Source material:
PR #597, opened 2024-10-22
fix: upgrade apollo client to fix navigation issues

nikomakela:
KK-1248.

Fixes the issue when a user navigated from the event page to the event redirect page while enrolling to an event of an external ticket system.

----
Related: https://github.com/apollographql/apollo-client/issues/11639

The issue was:
> Console has a following error “Uncaught TypeError: Cannot convert object to primitive value“, but it does not tell where it happens.
Steps to reproduce:
Click “Jatka ilmoittautumaan“
Result: The loading spinner spins forever and an error is written in the console.

### DIFF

What is expected: Please report all lines in the entries where "client" appears.

Your solution:
fix: upgrade apollo client to fix navigation issues
Related: https://github.com/apollographql/apollo-client/issues/11639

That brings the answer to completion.